ASSIGNMENT: Nothing more is wanted than an exact repeat of the data below.

EXERCISE DATA:
PR #3097, opened 2021-10-29
Support fillna and dropna on TableExpr

emilyreff7:
### Proposed APIs

```
TableExpr.dropna(subset=None, how='any')
"""Drop  rows with null values from the table"""
   subset: Optional list of column names to consider
   how: {'any', 'all'} - whether to drop rows if any or all values are null

TableExpr.fillna(replacements)
"""Fill null values in the table"""
   replacements: scalar value (to fill all columns) or mapping of column names to replacement value
```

ANSWER SPACE:
PR #3097, opened 2021-10-29
Support fillna and dropna on TableExpr

emilyreff7:
### Proposed APIs

```
TableExpr.dropna(subset=None, how='any')
"""Drop  rows with null values from the table"""
   subset: Optional list of column names to consider
   how: {'any', 'all'} - whether to drop rows if any or all values are null

TableExpr.fillna(replacements)
"""Fill null values in the table"""
   replacements: scalar value (to fill all columns) or mapping of column names to replacement value
```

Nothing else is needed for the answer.